Посмотрим, как определяют науку другие ученые. Правда, как выразился уже упоминавшийся Патрик Джексон, как только «мы обращаемся к слову „наука“ мы в буквальном смысле играем с огнем» [68]. Но, как говорится, «игра стоит свеч». Поскольку Джексон не нашел внятного определения науки среди теоретиков-международников, он обратился к профессиональным философам. Среди них оказался упоминавшийся Колин Вайт, который предложил такой вариант:
«То, что отличает научные знания, – это не методы их приобретения, не непреложная природа знаний, а цель самих знаний», которая, по мнению Джексона, «рассматривается как „объяснительное содержание“ научных знаний» (ibid., р. 18).
Такая постановка, очевидно, понравилась Джексону, поскольку она вытекает из концепции знания Макса Вебера, который также определял науку не как метод, а как цель (ibid., р. 20). Именно такой, веберовской позиции придерживается и сам Джексон. Впоследствии уточняется, что эта цель заключается в «объяснении» и «понимании» мира.
Проблема в том, что подобное определение – наука есть цель объяснения мира – не является понятием, отличающимся, например, от понятия искусства или литературы. Оба этих явления также имеют «внутреннюю цель» объяснить мир средствами собственного языка. Другими словами, хотя в веберовском умозаключении и есть некоторый смысл, но он просто обозначает, возможно, главную функцию науки, но не вскрывает явление комплексно, скажем, в форме целостной парадигмы.
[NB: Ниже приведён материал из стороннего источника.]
PR #1178, opened 2017-10-07
Injection symbol resolver

ftomassetti:
Let's make possible to configure the parser to inject a SymbolResolver in all parsed CompilationUnits

### DIFF
--- a/javaparser-core/src/main/java/com/github/javaparser/JavaParser.java
+++ b/javaparser-core/src/main/java/com/github/javaparser/JavaParser.java
@@ -45,6 +45,7 @@ import com.github.javaparser.resolution.SymbolResolver;
 import java.io.*;
 import java.nio.charset.Charset;
 import java.nio.file.Path;
+import java.util.Optional;
 
 import static com.github.javaparser.ParseStart.*;
 import static com.github.javaparser.Problem.PROBLEM_BY_BEGIN_POSITION;
@@ -340,7 +341,6 @@ public final class JavaParser {
     private static <T extends Node> T simplifiedParse(ParseStart<T> context, Provider provider) {
         ParseResult<T> result = new JavaParser(staticConfiguration).parse(context, provider);
         if (result.isSuccessful()) {
-            considerInjectingSymbolResolver(result, staticConfiguration);
             return result.getResult().get();
         }
         throw new ParseProblemException(result.getProblems());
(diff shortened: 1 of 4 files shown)


javaparser-core/src/main/java/com/github/javaparser/JavaParser.java
```diff
@@ -336,6 +340,7 @@ public static Statement parseStatement(final String statement) {
     private static <T extends Node> T simplifiedParse(ParseStart<T> context, Provider provider) {
         ParseResult<T> result = new JavaParser(staticConfiguration).parse(context, provider);
         if (result.isSuccessful()) {
+            considerInjectingSymbolResolver(result, staticConfiguration);
```
matozoid: This is already done in the other method.

javaparser-core/src/main/java/com/github/javaparser/ParserConfiguration.java
```diff
@@ -124,4 +125,18 @@ public ParserConfiguration setLexicalPreservationEnabled(boolean lexicalPreserva
     public boolean isLexicalPreservationEnabled() {
         return lexicalPreservationEnabled;
     }
+
+    /**
+     * Retrieve the SymbolResolver to be used while parsing, if any.
+     */
+    public SymbolResolver getSymbolResolver() {
+        return symbolResolver;
```
matozoid: No nulls please, `Optional.ofNullable` to the rescue :-)

matozoid: Background: not a single method in JavaParser returns null anymore since 3.0.0. Mixing `Optional` and null will break the rule, and people would again have to null-check everything.

javaparser-core/src/main/java/com/github/javaparser/ParserConfiguration.java
```diff
@@ -124,4 +125,18 @@ public ParserConfiguration setLexicalPreservationEnabled(boolean lexicalPreserva
...
+    }
+
+    /**
+     * Set the SymbolResolver to be injected while parsing.
+     */
+    public void setSymbolResolver(SymbolResolver symbolResolver) {
```
matozoid: return this; for chaining.

javaparser-core/src/main/java/com/github/javaparser/ast/CompilationUnit.java
```diff
@@ -665,4 +665,5 @@ public boolean replace(Node node, Node replacementNode) {
         }
         return super.replace(node, replacementNode);
     }
+
```
matozoid, line 668: :-P

matozoid (changes requested):
This review feature sucks!

javaparser-core/src/main/java/com/github/javaparser/JavaParser.java
ftomassetti: Right, my bad

javaparser-core/src/main/java/com/github/javaparser/ParserConfiguration.java
ftomassetti: Ok

javaparser-core/src/main/java/com/github/javaparser/ParserConfiguration.java
ftomassetti: Right, doing

matozoid (approved):

ftomassetti:
Given it is approved I will merge it.
Thanks!

matozoid:
Yep, you know when the next release is :-)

Другой американский философ, Стэнли Аранович, не давая определения термина наука , тем не менее описывает его элементы. Вот они:
Во-первых, исключается качественное, или, если быть более точным, качество исключается из объективного мира; количественные отношения, выраженные на языке математики, становятся общим языком всех исследований, которые претендуют на содержательность знания; во-вторых, императивом эмпирических исследований является исключение спекуляций, который возможны только на начальной стадии; в-третьих, провозглашается, что подлинные знания свободны от ценностных ориентаций, или интересов; в-четвертых, методу придается первостепенное значение в подтверждении научного знания. Все это вместе взятое означает, что научная сила (power) становится принудительной точно так же, как вера в божественность стала истиной (а в некоторых местах все еще остается истиной) у многих наций. Как бог принимается в качестве аксиомы, так и четыре элемента науки в целом вне дискуссий [69].
В этой «сетке элементов» науки автор пытался объективизировать саму науку, отделить главного субъекта науки – ученого от науки и придать ей статус силы, которой должны все подчиняться. Аранович, видимо, сам не замечает, что, если исключить «качество» (первый элемент) из объективного мира, он, этот мир, превращается в однообразную пустыню, в которой нет отличия лесов от гор, солнца от луны и т. д., а остается чисто арифметическое перечисление, непонятно чего? Отсутствие же «спекуляций», т. е. размышлений и обсуждений проблем, намекает на то, что наукой будут заниматься роботы или киборги. Что же касается третьего и четвертого элементов, то с ними можно согласиться: ведь действительно ценности, т. е. «знания» беспартийны, а о значении метода вообще мало кто будет спорить.
Я мог бы привести суждения других западных науковедов и философов, но они практически ничем не будут отличаться от уже приведенных дефиниций науки. Это естественно, поскольку, несмотря на плюрализм, все западные ученые варятся в одной «парадигме». В результате у нас пока нет научного определения термина наука .
* * *
Вообще-то это неслучайно. Подобная научная неопределенность относится ко всем разновидностям общественных наук в капиталистических обществах и характерна именно для нынешней стадии капитализма. Когда-то буржуазная наука, особенно в начальной стадии развития капитализма, сделала гигантский скачок во всех сферах познания, в том числе и общественной. В настоящее время, которое многими оценивается как «пик постиндустриального капитализма», поскольку он, одолев «коммунизм», фактически стал мировой системой, буржуазная наука стала терять свои научные качества. Достигнув высокого материального благополучия, капитализм перестал нуждаться в духовности и научности. Как писал в одной из статей о Просвещении тот же Кант: «Мне нет надобности мыслить, если я в состоянии платить…» (т. 8, с. 29). Подтверждает эту истину бросающаяся в глаза деградация всех капиталистических обществ. Они перестали интересоваться научной истиной, за исключением «полезных» истин в духе прагматизма. Наука превратилась в идеологическую служанку нынешней системы, приблизительно так же, как общественные науки в советское время в основном обслуживали идеологические установки «партии и правительства».